Top of Dataset extract

PR #2142, opened 2026-07-18
recording-daemon: lifecycle notification events

goolanceman:
## Summary

Extends `rtpengine-recording` notifications from the historical **finished-only** path to a configurable **call/stream lifecycle** event set, while remaining **backward compatible**.

### Events (`notify-events` CSV)

| Token | Event name |
|-------|------------|
| `opened` | `recording_file_opened` |
| `started` | `recording_started` |
| `finished` (**default**) | `recording_finished` |
| `discarded` | `recording_discarded` |
| `failed` | `recording_failed` |
| `call-started` | `call_recording_started` |
| `call-finished` | `call_recording_finished` |
| `call-discarded` | `call_recording_discarded` |
| `all` | all of the above |

Default remains `finished` only so existing deployments are unchanged.

### New options

- `notify-events` — CSV list (default `finished`)
- `notify-json` — POST JSON body via json-glib
- `notify-no-metadata` — omit call metadata from payloads
- `notify-command-format` — `legacy` | `extended` | `json-env`
- `notify-queue-limit` — bound non-terminal queue depth (default 1000; `0` = unlimited). Terminal events are always accepted.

Bottom of Dataset extract

_Assigned task_. Write out every record, exactly as written.

_Answer to this exercise_.
PR #2142, opened 2026-07-18
recording-daemon: lifecycle notification events

goolanceman:
## Summary

Extends `rtpengine-recording` notifications from the historical **finished-only** path to a configurable **call/stream lifecycle** event set, while remaining **backward compatible**.

### Events (`notify-events` CSV)

| Token | Event name |
|-------|------------|
| `opened` | `recording_file_opened` |
| `started` | `recording_started` |
| `finished` (**default**) | `recording_finished` |
| `discarded` | `recording_discarded` |
| `failed` | `recording_failed` |
| `call-started` | `call_recording_started` |
| `call-finished` | `call_recording_finished` |
| `call-discarded` | `call_recording_discarded` |
| `all` | all of the above |

Default remains `finished` only so existing deployments are unchanged.

### New options

- `notify-events` — CSV list (default `finished`)
- `notify-json` — POST JSON body via json-glib
- `notify-no-metadata` — omit call metadata from payloads
- `notify-command-format` — `legacy` | `extended` | `json-env`
- `notify-queue-limit` — bound non-terminal queue depth (default 1000; `0` = unlimited). Terminal events are always accepted.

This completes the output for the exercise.